2009 is going to be a very significant year for romance scholarship. There has been/will be
- romance scholars at the Australian Romance Readers Convention (20-22 February)
- the Popular Culture Association conference (April 8-11)
- the Love as the Practice of Freedom? Romance Fiction and American Culture conference held at Princeton from April 23-24
- romance scholars giving presentations at the Romance Writers of America conference (July 15-18)
- and yet another romance conference will be taking place in Brisbane, from August 13-14.
So, the future's looking bright for romance scholarship, but how did we get to this point?
There have been conferences on romance in the not-so-distant past: "During the years 1996-1998 and 2000, the MVRWA and Bowling Green State University's Popular Culture Library sponsored two conferences, 'Re-reading the Romance' and 'Romance in the New Millennium' (Browne Popular Culture Library). In 2005-2006 Pamela Regis hosted "Conversations about Romance" at the Smithsonian Institution with authors Suzanne Brockmann, Diana Gabaldon, Mary Jo Putney, Carly Phillips and Jennifer Crusie.
The Romance Wiki's section on romance scholarship includes a lengthy bibliography which demonstrates that in this area, as in so many other areas of academic endeavour, we are "standing on the shoulders of giants." We wouldn't be where we are today were it not for the work of those earlier scholars who, many decades ago now, began to establish the genre as one that was worthy of study.
Romance scholarship has evolved over the years, as was discussed in a 1997 volume of Paradoxa (and the discussion continued in a 1998 volume of the same journal). Kay Mussell began this discussion by explaining that when she first started writing about the genre "in the early 1980s, popular culture had not yet evolved into cultural studies, and women's entertainment forms were still marginalized in the academy"(8), and
In the late 1970s and early 1980s, when the first feminist studies were being conducted and published, readers, writers, and scholars appeared to be different people. Romance writers wrote novels. Romance readers read them. Scholars - particularly feminist scholars - studied the romance readers, writers, and novels and interpreted them, usually for an audience of of other scholars. [...]and
By 1993, divisions among these roles had blurred. (7)
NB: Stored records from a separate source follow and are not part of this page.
PR #534, opened 2024-09-16
Better support for hardlink detection

KaibutsuX:
The previous approach for linux was scanning the root of the given file: /home/user/files/video_file1.mp4 => scanned: => / for all files

With a 30 second timeout generally would never complete before timing out. And if it did complete, it was scanning the entire filesystem for every single possible duplicate.

Now the scan will occur multiple times but only at the base of each included directory:
IncludeDir: /home/user1/files
IncludeDir: /home/user2/videos/
Scans => /home/user1/files/ and /home/user2/videos/

Ideally, I think the hard links approach for linux should simply collect all inode values at the start of file enumeration (st_ino) and use those for comparison (without even invoking ffmpeg or any other heuristics) since the inode number is the definition of hard-links (for linux), but that approach requires modifying the FileEntry struct which involves protobuf attributes and I'm not really familiar with that.

### DIFF
--- a/VDF.Core/ScanEngine.cs
+++ b/VDF.Core/ScanEngine.cs
@@ -438,6 +438,9 @@ namespace VDF.Core {
 
 			//Exclude existing database entries which not met current scan settings
 			List<FileEntry> ScanList = new();
+			var includedPathsArr = new String[Settings.IncludeList.Count];
+			Settings.IncludeList.CopyTo(includedPathsArr);
+			var includedPaths = includedPathsArr.ToList();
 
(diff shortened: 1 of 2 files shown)


0x90d:
I'm not too familiar with linux but isn't your approach failing to detect a hard link if the link is outside of the scan directories? If the problem is that it takes longer than 30 seconds on a system with too many files then I think it would be better to make the timeout customizable.

0x90d:
The way to look for hardlinks has been improved in one of the latest commits.

PR #2, opened 2021-02-25
add boilerplate for the frontend

stefanotorresi:
This PR adds some preliminary boilerplate for the frontend stack, which mostly consist for now in the EOS design system built with SASS.

I still need to find a way to keep the easy installation method with `go get -u github.com/SUSE/console-for-sap`, which will be broken by this PR, due to the fact that we need to also build the frontend with SASS after having installed npm dependencies, all of which is now performed with `make`.


arbulu89 (dismissed):
I guess it is fine. I don't know still know how we are going to attach this assets serving with a potential js framework as vue in the future, but I guess you already thought on that

stefanotorresi:
We're just going to have to build the front-end assets into the directory that we embed in the backend binary. I just added a Makefile target exactly for that purpose. Only I forgot to declare it as a dependency of the `test` target, so ATM the CI is failing. I'm gonna fox that later.

arbulu89 (approved):
It looks good in all of my ignorance hehe

stefanotorresi:
@arbulu89 I know that feeling, but please, don't fret in asking me if there is something you don't understand about the code you're looking at ;)

PR #3, opened 2021-03-04
Add EOS branding layout usage

arbulu89:
EOS branding usage implementation. This includes:

- EOS styles and structure
- Layout usage implementation in `layout.go`. This module gives the option to add layout templates. It is based in the `multitemplate` module, but as it doesn't have the `parseFS` usage, I have had to create a new one based on that one. The drawback is that all the added new templates will use the layout by default, but we could easily improve this adding some new method to don't apply the layout to specific html rendering systems
**The most important part is the `layout.go` part. Have a look there to see if this design option is good**

The home endpoint is hardcoded by now. We will make this customized in the future

image
image

**Edit**. Full name of `SUSE Console for SAP Applications` added in the sidebar title (widening the sidebar a bit):
image


Makefile
```diff
@@ -29,7 +29,35 @@ webapp-deps: webapp/frontend/node_modules
 webapp/frontend/node_modules:
 	cd webapp/frontend; npm install
 
-webapp-assets: webapp/frontend/assets/stylesheets.css
-webapp/frontend/assets/stylesheets.css: webapp/frontend/node_modules
+webapp-assets: webapp-images webapp-assets-stylesheets webapp-assets-javascrips
```
MalloZup, line 32: there is a typo  `webapp-assets-javascrips`

Makefile
```diff
@@ -29,7 +29,35 @@ webapp-deps: webapp/frontend/node_modules
...
+	mkdir -p webapp/frontend/assets/js
+	cp webapp/frontend/javascripts/layout.js webapp/frontend/assets/js/layout.js
+
+javascripts-eos-ds: webapp/frontend/node_modules
+	mkdir -p webapp/frontend/assets/js/eos-ds
+	cp webapp/frontend/node_modules/eos-ds/dist/js/index.js webapp/frontend/assets/js/eos-ds/index.js
+
+webapp-images:
+	mkdir -p webapp/frontend/assets/images
+	cp -R webapp/frontend/images webapp/frontend/assets
```
MalloZup, line 63: I do think here we are introducing way to much Makefile `targets`.

I do have used Makefile in many projects, having to much targets make the logic complex and difficult to maintain.

we should strive to more simplicity and less targets here, imho

stefanotorresi: I would suggest to find a middle ground here.

I would still have a few dedicated concrete targets for the main directories inside `webapp/frontend/assets`, but only one phony target. 

I.e. I would keep the `webapp-assets` target as the only phony, which I would then point to the `webapp/frontend/assets` concrete target (since we're now cleaning that directory entirely), so that `make` can track its existence; this concrete target would then compiles all the files we need to embed in the `webapp.assetsFS` variable by invoking concrete sub targets for the `webapp/frontend/assets/js`, `webapp/frontend/assets/stylesheets` and `webapp/frontend/assets/images`  directories; I don't think we need separate sub targets for the eos ds, the layout or the override and icon styles within those directories.

Remember to always have concrete targets eventually, otherwise you're not allowing `make` to track the compiled files.

This is why initially `webapp-assets` just pointed to `webapp/frontend/assets/stylesheets.css`, but the actual compilation 
happened in the latter: `webapp-assets` is just a phony target (which I actually forgot to mark with `.PHONY`!).

arbulu89: Hi guys,
Thank you for the suggestions. I don't have almost any idea about `makefiles`. I just tried to follow the current directives.
We can do 2 things:
- You can suggest me here how we should change it, as I would learn in the process
- We let it be, and we do the changes in other PR, and I learn in the review process

arbulu89: Simplified in https://github.com/SUSE/console-for-sap-applications/pull/3/commits/1777a0440dc996233482285bc1ab1fa589aa0490

stefanotorresi (changes requested):
let's make my review in https://github.com/arbulu89/console-for-sap/pull/1

stefanotorresi (approved):

PR #5, opened 2021-03-09
WIP: Use chi instead of `go gin`

MalloZup:
see https://gist.github.com/MalloZup/aee6845fc3090696642828f7cc345685


dirkmueller (commented):
I just started implement session handling here so would like to discuss this first

stefanotorresi:
@MalloZup I'm not quite clear what would this PR achieve, because it removes the front-end scaffolding we already did. Could you produce an actual refactoring so that it produces the same exact HTML, so that we can the appreciate the difference between the two approaches without changing the end result?

MalloZup:
I didn't had time yet to do it , since I'm preparing/working on the `hawk` update and I did  this PR as demonstrative one and on the fly.

My main point for using `chi` or `mux` is that they aren't framework as `go gin ` is .

So basically we can plug a component like the router, and then we spit the choices later in future if we need  a session or whatever component.

With go gin we buy everything. 

you can see also this reddit thread:

https://www.reddit.com/r/golang/comments/dojyv2/gorillamux_or_gingonicgin/

stefanotorresi:
I appreciate your concerns, OTOH all the remarks you made so far are very generic and random personal thoughts collected from the internet; I don't see many technically compelling arguments, to be frank.

I can only see two reasonable arguments so far:
1. it's provides too many features.
2. its handler function signature is not compatible with Go stdlib `http` package.

About 1: we already knew beforehand that we actually need some of those features, so this is why we might want to buy in.
About 2: I also don't like that at all, but I know there are compatibility wrappers around that are a just a few lines of code away.

At the end of the day, I'm open to change, but it needs to be a proper refactoring matching our current implementation and future intentions, which is not just a small json API but a full fledged web application; this proposed example with single dummy template is not enough to exemplify to what extent the change of framework can help us.

Your initial argument for change seems to have spawned by the addition of the bespoke implementation of the multi-template rendering: that's not going away with `chi`, so what are we solving here exactly?

MalloZup:
Arguing "The tool picked for it is completely secondary" is imho something in software engineering something to cautious of.
And in fact, somehow you say that I pick up some random framework based on random forums,  on a previous post, and  then say the tool is secondary.

To be really objective here, I think that we should have been evaluating at least "minimally" which web-framework we would have pickedup before rushing to an implementation. 

Again `mux` /chi aren't framework, where `go gin` is, with all its logic.

Already the way we implemented  https://github.com/SUSE/console-for-sap-applications/blob/main/webapp/layout.go

this file has introduced already **technical debts*. The way we uses nested html templates is already specific to `go gin` e.g
https://github.com/SUSE/console-for-sap-applications/blob/main/webapp/layout.go#L96

If @dirkmueller  and @arbulu89 might need to see if they  like the way we are doing things  in go gin, it the team likes this approach I will let be.

I personally don't like the way we have implemented it, it is already imho an anti-pattern.

I don't have right now not the time, to dive on rendering thing, because of hawk,

 In fact since we merged `gin`, every things we will merge will increase the difficult to change the tooling/framework.

I personally don't understand the magic of `layout.go` file. IMHO maybe @arbulu89  should try to take look to the PR and see if `mux` + chi or `html/template` is way better. 

but if @dirkmueller or @arbulu89  has strong opinion on `gin` i'm ok. Now, to be honest , despite @arbulu89  has already explained me the `layout.go` logic, I still don't understand, it looks really internally to go gin.

MalloZup:
i'm closing this in favor of new one

stefanotorresi:
follow up is in #7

Perhaps most surprising [...] and certainly most interesting to me, was a marked change in the way some feminist critics presented themselves in their scholarship on romances. Instead of automatically assuming the role of outsider, of a presumably dispassionate judge and interpreter of a socio-cultural phenomenon, a few scholars admit up front their own predilection for romances. (8)Mussell notes that an important feature of the 1997 Paradoxa essays is that four of them are "single-author studies [...] and thus demonstrate the value of examining the work of a single author in terms of depth of understanding as well as delineation of change " (10) and "the approaches of these contributors [...] recognize, understand, and celebrate the individual creativity and art of romance writers" (11).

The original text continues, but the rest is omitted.